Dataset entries

Issue #103, opened 2016-07-11
Pypandoc can not be used if $HOME is not set


tkob:
Pandoc and any functions of pypandoc fail is $HOME environment variable is not set:

```
>>> import os, pypandoc
>>> os.unsetenv('HOME')
>>> pypandoc.get_pandoc_version()
pandoc: HOME: getAppUserDataDirectory: does not exist (no environment variable)
Maybe try:

    sudo yum install pandoc
See http://johnmacfarlane.net/pandoc/installing.html
for installation options
---------------------------------------------------------------

Traceback (most recent call last):
  File "<stdin>", line 1, in <module>
  File "/usr/lib/python2.7/site-packages/pypandoc/__init__.py", line 251, in get_pandoc_version
    _ensure_pandoc_path()
  File "/usr/lib/python2.7/site-packages/pypandoc/__init__.py", line 336, in _ensure_pandoc_path
    raise OSError("No pandoc was found: either install pandoc and add it\n"
OSError: No pandoc was found: either install pandoc and add it
to your PATH or install pypandoc wheels with included pandoc.
```

As the first line of the output, which comes from stderr, shows, `pandoc --version` tries to look up $HOME (to show default data directory) and fails because it is not set.

This is undesirable when pypandoc is used from a user with no $HOME, such as `apache` user.

A workaround is to use `os.putenv`, but the effect is somewhat non-local. Better solution would to utlilize `--data-dir` option of  `pandoc` command.

bebraw:
A `--data-dir` based PR would be welcome. Ideally the change should be backwards compatible.

janschulz:
Closed in #104

PR #104, opened 2016-07-11
Ensure $HOME is set before calling `pandoc --version`

tkob:
This PR fixes the problem described in #103 .

In #103, I suggested using `--data-dir` option, but it is not usable since pandoc ignores `--data-dir` option if `--version` is specified.

This PR takes another aproach; creates an environment which is local to `pandoc --version` and supply $HOME if it is not set.

### DIFF
--- a/pypandoc/__init__.py
+++ b/pypandoc/__init__.py
@@ -7,6 +7,7 @@ import textwrap
 import os
 import re
 import warnings
+import tempfile
 
 from .py3compat import string_types, cast_bytes, cast_unicode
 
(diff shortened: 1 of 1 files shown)


bebraw:
Looks good to me.

@janschulz Any thoughts? Want to merge and publish?

janschulz:
LGTM...

The problem I have right now is that I don't have my package builder running. I can cut a "normal" release without a problem, but not the wheels with embedded pandoc. 

So:
* normal source release is possible
* conda packages (via conda-forge) are possible
* wheels with pandoc included are not

bebraw:
Yeah, that's fine. I guess the embedded release can wait. Would it be possible to push that somewhere so it's easier to handle?

janschulz:
I had them build with the conda packages for my pwn channel, but doesn't work anymore :-( I want to have a similar setup: three CI services which build the wheels and upload them. Still waiting for some twine changes and then I have to sit down and write the CI scripts. But the latter seems to take a bit of time... A bit more probably, as debugging is hard with CI scripts :-/

janschulz:
Btw @tkob Does converting work? Or does that also need the same workaround?

tkob:
I believe `convert()` etc. now work since `pandoc` (i.e. no `--version`) does not fail when `HOME` is not set:
```
$ unset HOME
$ echo hello | pandoc
<p>hello</p>
$ pandoc --version
pandoc: HOME: getAppUserDataDirectory: does not exist (no environment variable)
```

janschulz:
@tkob Thanks!

Looks like this was missed upstream? Maybe file a bug there?

janschulz:
@bebraw I've cut a new release (1.2.0) and uploaded the sdist and updated the conda packages.

bebraw:
Nice. 👍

_Problem statement_.
Nothing above should be left out; write out every record exactly.

_Expected output_.
Issue #103, opened 2016-07-11
Pypandoc can not be used if $HOME is not set


tkob:
Pandoc and any functions of pypandoc fail is $HOME environment variable is not set:

```
>>> import os, pypandoc
>>> os.unsetenv('HOME')
>>> pypandoc.get_pandoc_version()
pandoc: HOME: getAppUserDataDirectory: does not exist (no environment variable)
Maybe try:

    sudo yum install pandoc
See http://johnmacfarlane.net/pandoc/installing.html
for installation options
---------------------------------------------------------------

Traceback (most recent call last):
  File "<stdin>", line 1, in <module>
  File "/usr/lib/python2.7/site-packages/pypandoc/__init__.py", line 251, in get_pandoc_version
    _ensure_pandoc_path()
  File "/usr/lib/python2.7/site-packages/pypandoc/__init__.py", line 336, in _ensure_pandoc_path
    raise OSError("No pandoc was found: either install pandoc and add it\n"
OSError: No pandoc was found: either install pandoc and add it
to your PATH or install pypandoc wheels with included pandoc.
```

As the first line of the output, which comes from stderr, shows, `pandoc --version` tries to look up $HOME (to show default data directory) and fails because it is not set.

This is undesirable when pypandoc is used from a user with no $HOME, such as `apache` user.

A workaround is to use `os.putenv`, but the effect is somewhat non-local. Better solution would to utlilize `--data-dir` option of  `pandoc` command.

bebraw:
A `--data-dir` based PR would be welcome. Ideally the change should be backwards compatible.

janschulz:
Closed in #104

PR #104, opened 2016-07-11
Ensure $HOME is set before calling `pandoc --version`

tkob:
This PR fixes the problem described in #103 .

In #103, I suggested using `--data-dir` option, but it is not usable since pandoc ignores `--data-dir` option if `--version` is specified.

This PR takes another aproach; creates an environment which is local to `pandoc --version` and supply $HOME if it is not set.

### DIFF
--- a/pypandoc/__init__.py
+++ b/pypandoc/__init__.py
@@ -7,6 +7,7 @@ import textwrap
 import os
 import re
 import warnings
+import tempfile
 
 from .py3compat import string_types, cast_bytes, cast_unicode
 
(diff shortened: 1 of 1 files shown)


bebraw:
Looks good to me.

@janschulz Any thoughts? Want to merge and publish?

janschulz:
LGTM...

The problem I have right now is that I don't have my package builder running. I can cut a "normal" release without a problem, but not the wheels with embedded pandoc. 

So:
* normal source release is possible
* conda packages (via conda-forge) are possible
* wheels with pandoc included are not

bebraw:
Yeah, that's fine. I guess the embedded release can wait. Would it be possible to push that somewhere so it's easier to handle?

janschulz:
I had them build with the conda packages for my pwn channel, but doesn't work anymore :-( I want to have a similar setup: three CI services which build the wheels and upload them. Still waiting for some twine changes and then I have to sit down and write the CI scripts. But the latter seems to take a bit of time... A bit more probably, as debugging is hard with CI scripts :-/

janschulz:
Btw @tkob Does converting work? Or does that also need the same workaround?

tkob:
I believe `convert()` etc. now work since `pandoc` (i.e. no `--version`) does not fail when `HOME` is not set:
```
$ unset HOME
$ echo hello | pandoc
<p>hello</p>
$ pandoc --version
pandoc: HOME: getAppUserDataDirectory: does not exist (no environment variable)
```

janschulz:
@tkob Thanks!

Looks like this was missed upstream? Maybe file a bug there?

janschulz:
@bebraw I've cut a new release (1.2.0) and uploaded the sdist and updated the conda packages.

bebraw:
Nice. 👍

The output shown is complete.